Fall in Love Book Bundle: Small Town Romance Box Set
Page 140
My hands curled into fists and then relaxed, over and over again as I choked back every thought that rushed to my tongue. Crossing my arms over my chest when her attention caught on my hands, I tried to keep my tone even and disinterested when I said, “You’re right . . . I don’t.”
A crease formed between her brows, suspicion bleeding from her as she studied me. She shifted in her seat to face me, uncrossing her legs as she did like she was preparing to stand. “So, if I were to walk away from this table right now . . .”
I glanced at her uneaten food and ground my jaw to keep from begging her not to.

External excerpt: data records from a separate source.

PR #271, opened 2024-02-27
SI-2471-burn-vehicle

Allyson-English:
- add GET and POST endpoints to burn a minted vehicle
   -  GET /v1/vehicle/:tokenID/commands/burn
   -  POST /v1/vehicle/:tokenID/commands/burn
- handler for VehicleBurnedEvent in contract event consumer
- update `udOwner.Delete("/", userDeviceController.DeleteUserDevice)`; check if device has been minted; if yes, return an error (StatusFailedDependency, 424) and instruct the user to burn the device
- tests

NOTES:

- do we want to keep `/commands` in the burn endpoint path? This is consistent with what we have elsewhere but it could also make sense to make the path `/v1/vehicle/:tokenID/burn`
- is StatusFailedDependency (424) the best error code to return from the DeleteUserDevice endpoint? I was aiming to make it distinct from other errors returned by that function to make it easier for the frontend to handle


elffjs:
Do we have a handler for `VehicleNodeBurned` already? Maybe that should be the first PR, now that I think about it.

internal/services/registry/storage.go
```diff
@@ -138,6 +140,42 @@ func (p *proc) Handle(ctx context.Context, data *ceData) error {
...
+		for _, l1 := range data.Transaction.Logs {
+			if l1.Topics[0] == vehicleBurnedEvent.ID {
+				out := new(contracts.RegistryVehicleNodeBurned)
+				err := p.parseLog(out, vehicleBurnedEvent, l1)
+				if err != nil {
+					return err
+				}
+
+				vnft := mtr.R.BurnRequestVehicleNFT
+				if _, err := vnft.Delete(ctx, p.DB().Writer); err != nil {
```
elffjs, line 153: Should we not also delete the `user_device`?

internal/services/registry/storage.go
```diff
@@ -138,6 +140,42 @@ func (p *proc) Handle(ctx context.Context, data *ceData) error {
 				}
 			}
 		}
+	case mtr.R.BurnRequestVehicleNFT != nil:
```
elffjs, line 143: I would imitate the claim handler and have this basically be a no-op.

Put the burn "handler" in the contract event processor so that you can handle the raw event if someone burns directly on-chain.

internal/controllers/user_devices_controller.go
```diff
@@ -1856,6 +1856,173 @@ func (udc *UserDevicesController) PostMintDevice(c *fiber.Ctx) error {
...
+		Status: "Unsubmitted",
+	}
+	err = mtr.Insert(c.Context(), udc.DBS().Writer, boil.Infer())
+	if err != nil {
+		return err
+	}
+
+	userDevice.R.VehicleNFT.BurnRequestID = null.StringFrom(requestID)
+
+	if _, err := userDevice.R.VehicleNFT.Update(c.Context(), udc.DBS().Writer, boil.Infer()); err != nil {
```
elffjs, line 2018: Probably want to be careful with a transaction here. You do not want someone to double-submit this. See the claim handler for an example.

internal/services/registry/client.go
```diff
@@ -311,6 +332,21 @@ func (c *Client) MintVehicleAndSDign(requestID string, data contracts.MintVehicl
 	return c.sendRequest(requestID, callData)
 }
 
+// bintVehicleSign(uint256 manufacturerNode, address owner,	string[] calldata attributes, string[] calldata infos, bytes calldata signature)
```
elffjs, line 335: bint?

internal/controllers/nft_controller.go
```diff
@@ -837,3 +840,200 @@ func (nc *NFTController) GetVinCredential(c *fiber.Ctx) error {
...
+	tis := c.Params("tokenID")
+	ti, ok := new(big.Int).SetString(tis, 10)
+	if !ok {
+		return fiber.NewError(fiber.StatusBadRequest, fmt.Sprintf("Couldn't parse token id %q.", tis))
+	}
+	tid := types.NewNullDecimal(new(decimal.Big).SetBigMantScale(ti, 0))
+
+	client := registry.Client{
+		Producer:     udc.producer,
+		RequestTopic: "topic.transaction.request.send",
```
KevinJoiner, line 861: Should `topic.transaction.request.send` be a setting similar to some of our other topics.

internal/controllers/nft_controller.go
```diff
@@ -837,3 +840,200 @@ func (nc *NFTController) GetVinCredential(c *fiber.Ctx) error {
...
+	vehicleNFT, err := models.VehicleNFTS(
+		models.VehicleNFTWhere.TokenID.EQ(tid),
+		qm.Load(qm.Rels(models.VehicleNFTRels.UserDevice)),
+		qm.Load(qm.Rels(models.VehicleNFTRels.MintRequest)),
+		qm.Load(qm.Rels(models.VehicleNFTRels.VehicleTokenAftermarketDevice)),
+		qm.Load(qm.Rels(models.VehicleNFTRels.VehicleTokenSyntheticDevice)),
+		qm.Load(qm.Rels(models.VehicleNFTRels.UserDevice, models.UserDeviceRels.UserDeviceAPIIntegrations)),
+	).One(c.Context(), tx)
+	if err != nil {
+		return fiber.NewError(fiber.StatusBadRequest, "failed to find device by token id: %s", tis)
```
KevinJoiner, line 885: If the NFT does not exist, then we should return a 404 since the object is not found. Otherwise, we can do a 500 and log the error. I think you can check if the errors.Is(sql.NoRow) to determine if it should be 404 or 500

internal/controllers/nft_controller.go
```diff
@@ -837,3 +840,200 @@ func (nc *NFTController) GetVinCredential(c *fiber.Ctx) error {
...
+	vehicleNFT.BurnRequestID = null.StringFrom(requestID)
+	if _, err := vehicleNFT.Update(c.Context(), tx, boil.Infer()); err != nil {
+		return fiber.NewError(fiber.StatusBadRequest, "failed to associate burn request with vehicle")
+	}
+
+	if err := tx.Commit(); err != nil {
+		return err
+	}
+
+	udc.log.Info().Msgf("submitted metatransaction request %s", requestID)
```
KevinJoiner, line 1003: nit:
Maybe drop this down to debug since we do not need to know every time this function is run.

KevinJoiner (changes requested):
I didn't finish looking at this, but I took a first glance. I think 424 makes sense as a return code.

internal/controllers/nft_controller.go
Allyson-English: hesitant to do that bc that topic is used across rewards api, meta tx processor, etc... but it probably should be coming from settings at the very least rather than hardcoded !

Allyson-English: follow up q: if we made this change for this endpoint, we'd probably want to carry the change through to where this topic is published to elsewhere in the repo... should that be a separate PR making that change everywhere at once so that we don't clutter up this pr?

KevinJoiner (changes requested):

internal/services/registry/client.go
```diff
@@ -311,6 +332,21 @@ func (c *Client) MintVehicleAndSDign(requestID string, data contracts.MintVehicl
 	return c.sendRequest(requestID, callData)
 }
 
+// BurnVehicleSign(uint256 manufacturerNode, address owner,	string[] calldata attributes, string[] calldata infos, bytes calldata signature)
```
KevinJoiner, line 335: update

KevinJoiner (changes requested):

KevinJoiner (approved):

PR #272, opened 2024-02-29
Delete teslaAuth tokens from cache after persisting to kafka and db

0xdev22:
# Proposed Changes


internal/controllers/user_integrations_controller.go
```diff
@@ -1829,8 +1829,18 @@ func (udc *UserDevicesController) registerDeviceTesla(c *fiber.Ctx, logger *zero
 	}
 
 	region := ""
+	teslaV2CacheKey := ""
 	if apiVersion == constants.TeslaAPIV2 { // If version is 2, we are using fleet api which has token stored in cache
-		deviceIntReq, err := udc.getTeslaAuthFromCache(c.Context(), ud.UserID)
+		user, err := udc.usersClient.GetUser(c.Context(), &pb.GetUserRequest{Id: ud.UserID})
```
elffjs, line 1834: Okay, we're moving this up in order to provide nicer messages.

elffjs (approved):

internal/controllers/user_integrations_controller.go
0xdev22: Not really, Its because I need the cache key for deletion and its formed using the user eth address. But that is also a good point, I will use it.

KevinJoiner: 2 🐦  1 🪨

KevinJoiner (approved):

PR #277, opened 2024-03-12
Create grpc endpoint to clear stuck meta transaction request

0xdev22:
# Proposed Changes


internal/rpc/user_devices.go
```diff
@@ -635,3 +637,21 @@ func (s *userDeviceRPCServer) UpdateUserDeviceMetadata(ctx context.Context, req
 
 	return &emptypb.Empty{}, nil
 }
+
+func (s *userDeviceRPCServer) ClearMetaTransactionRequests(ctx context.Context, _ *emptypb.Empty) (*pb.ClearMetaTransactionRequestsResponse, error) {
+	currTime := time.Now()
+	fifteenminsAgo := currTime.Add(-time.Minute * 15)
+
+	m, err := models.MetaTransactionRequests(
+		models.MetaTransactionRequestWhere.CreatedAt.LT(fifteenminsAgo),
```
KevinJoiner, line 646: Since this is not an automated step, I don't think we need to guarantee that the request has been stuck for 15 minutes.

0xdev22: [https://linear.app/dimo/issue/SI-2496/clear-stuck-transactions-automatically-after-15-minutes
](https://linear.app/dimo/issue/SI-2496/clear-stuck-transactions-automatically-after-15-minutes
)
The ticket Seems to suggest that, no other parameter were given on conditions to clear the transaction other than the length of time.

internal/rpc/user_devices_test.go
```diff
@@ -250,3 +253,113 @@ func TestGetUserDevice_NoSyntheticDeviceFields_WhenNoTokenID(t *testing.T) {
...
+	userDeviceSvc := services.NewUserDeviceService(nil, logger, pdb.DBS, nil, nil)
+	udService := NewUserDeviceRPCService(pdb.DBS, nil, nil, nil, nil, nil, nil, userDeviceSvc)
+
+	resp, err := udService.ClearMetaTransactionRequests(ctx, nil)
+	assert.NoError(err)
+
+	assert.Equal(mtID, resp.Id)
+
+	_, err = models.MetaTransactionRequests(models.MetaTransactionRequestWhere.ID.EQ(mtID)).One(ctx, pdb.DBS().Reader)
+	assert.ErrorIs(err, sql.ErrNoRows)
```
KevinJoiner, line 290: Does this pass? we are not wrapping the error when the err == sql.ErrNoRows

KevinJoiner (changes requested):

internal/rpc/user_devices_test.go
0xdev22: Yes it does, sqlboiler throws a `sql.ErrNoRows`when there are no records matching the condition. What i'm doing here is retrieving the record directly using an sqlboiler model, its not a custom function so no wrapping.

internal/rpc/user_devices.go
0xdev22: I think it was quite clear though, that the time it has been on queue is the most important thing. But anyways, I believe this has been clarified.

internal/rpc/user_devices_test.go
KevinJoiner: Ahh yes, my confusion I misread the function call above and thought it was `ClearMetaTransactionRequests`

KevinJoiner (approved):
Your changes look good, but it looks like CI is still failing.

PR #285, opened 2024-03-22
Add vehicle to tesla telemetry server with tests

0xdev22:
# Proposed Changes

The PR adds the following:
- Fleet API function to help register a vehicle with the tesla telemetry [endpoint](https://developer.tesla.com/docs/fleet-api#fleet_status) 
- Add vehicle to telemetry server once Tesla registration is done
- Add complete set of fields to be reported in telemetry
- Test to verify how tesla telemetry API is being called
- Add non-secret config data to environment variables

### Impacted Routes
`/user/devices/:userDeviceID/integrations/:integrationID [post]
`


Allyson-English (approved):

internal/services/tesla_fleet_api_service.go
```diff
@@ -155,6 +176,66 @@ func (t *teslaFleetAPIService) WakeUpVehicle(ctx context.Context, token, region
 	return nil
 }
 
+func (t *teslaFleetAPIService) RegisterToTelemetryServer(ctx context.Context, token, region, vin string) error {
+	baseURL := fmt.Sprintf(t.Settings.TeslaFleetURL, region)
+	u, err := url.Parse(fmt.Sprintf("%s/api/1/vehicles/fleet_telemetry_config", baseURL))
+	if err != nil {
+		return err
+	}
```
KevinJoiner, line 184: Since we do not have control over the baseURL setting we should be able to handle if there is a trailing slash or not this can be done by using URL.JoinPath(). I wrote an example of how a trailing slash breaks this code
https://go.dev/play/p/ChKqJMYcrgt

internal/controllers/user_integrations_controller.go
```diff
@@ -1948,6 +1949,14 @@ func (udc *UserDevicesController) registerDeviceTesla(c *fiber.Ctx, logger *zero
 		return err
 	}
 
+	if apiVersion == constants.TeslaAPIV2 {
+		err = udc.registerTeslaForTelemetryServer(c.Context(), region, reqBody.AccessToken, v)
+		if err != nil {
+			// We should consider pushing this to a Queue for retry
+			logger.Err(err).Str("vin", v.VIN).Int("id", v.ID).Msg("Could not register Tesla for Telemetry")
```
KevinJoiner, line 1956: I don't think we want to log a mapping between people's VIN and their vehicle ID since these logs get stored in elastic with the vehicle data. where we specifically strip out the VIN.

KevinJoiner (changes requested):

charts/devices-api/values.yaml
```diff
@@ -94,6 +94,9 @@ env:
...
...udCBSb290MCAXDTIyMDQyMzExMTEw\nM1oYDzIwNzIwNDEwMTExMTAzWjAyMTAwLgYDVQQDEydESU1PIENBIERldmVsb3Bt\nZW50IFNlcnZlciBJbnRlcm1lZGlhdGUwWTATBgcqhkjOPQIBBggqhkjOPQMBBwNC\nAAQMyh6plUM3p4KWWfK0CqWXr1B9NWk53+c9ps8OpgZZIyXjxiw1EHxrpcqU7C9e\nhw+6JfmvTqqi3F4ES8K+Tt/mo2YwZDAOBgNVHQ8BAf8EBAMCAQYwEgYDVR0TAQH/\nBAgwBgEB/wIBADAdBgNVHQ4EFgQU+7zrfioO4bjNpD9KiG8fbTcIq8kwHwYDVR0j\nBBgwFoAUeMfSSqt+S65xQF82yRnjr+J5XC8wCgYIKoZIzj0EAwIDSAAwRQIhAK3s\nWtlk+d0fnkii091dTZGt+dtzEbM4HuizaG6mO5zPAiApi03qU/hdsAxXwlbhufH/\n5HuUiCLgBK8vPvL2YdMaKQ==\n-----END CERTIFICATE-----\n-----BEGIN CERTIFICATE-----\nMIIBrTCCAVKgAwIBAgIQEgthFz9Ww3+VaErBc3nDFjAKBggqhkjOPQQDAjAjMSEw\nHwYDVQQDExhESU1PIENBIERldmVsb3BtZW50IFJvb3QwIBcNMjIwNDIzMTExMTAz\nWhgPMjEyMjAzMzAxMTExMDNaMCMxITAfBgNVBAMTGERJTU8gQ0EgRGV2ZWxvcG1l\nbnQgUm9vdDBZMBMGByqGSM49AgEGCCqGSM49AwEHA0IABBuxEb6jTyfrUwI8RiBV\nKCQWqTAeLdHPj60Qk7HeMeaEcGjzF799xgpl6/8iNKaHN/w+705cdxp5pRswbUtu\nizWjZjBkMA4GA1UdDwEB/wQEAwIBBjASBgNVHRMBAf8ECDAGAQH/AgEBMB0GA1Ud\nDgQWBBR4x9JKq35LrnFAXzbJGeOv4nlcLzAfBgNVHSMEGDAWgBR4x9JKq35LrnFA\nXzbJGeOv4nlcLzAKBggqhkjOPQQDAgNJADBGAiEAlslTE9mX+VjPSYLKEsy48Rzh\nOUCdaWovmF+28PyAi4wCIQDXRKpYK+VMFyUR1GJVoV3gWezQcJmFswuWq+7M+XPb\nGQ==\n-----END CERTIFICATE-----
```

“So intense,” she murmured, crossing her legs again.
She was testing me . . . gently pushing me. But she had no damn clue what kind of pain she was inflicting . . . what kind of old wounds she was slicing open.
“Why would you choose not to eat?” The question was out before I could stop it, but the plea and the pain were thankfully absent.
A soft laugh climbed up her throat. “Are you this invasive with everyone you meet?”
“It’s just a question.”
“Asking for my name is a normal question,” she countered, but the laughter in her eyes offset the chastise.
“I wanna know that, too,” I said honestly, even though my mind was still demanding that I needed to walk away before I forgot why I should.
She watched me for a while before saying, “I told you yesterday, sometimes food isn’t important when your focus is wholly caught up in other things. I had a lot I needed to sort through, and I’ve done that now.” She took a sip of her coffee, then tilted her head at me. “So, you can stop pushing food on me every time you see me.”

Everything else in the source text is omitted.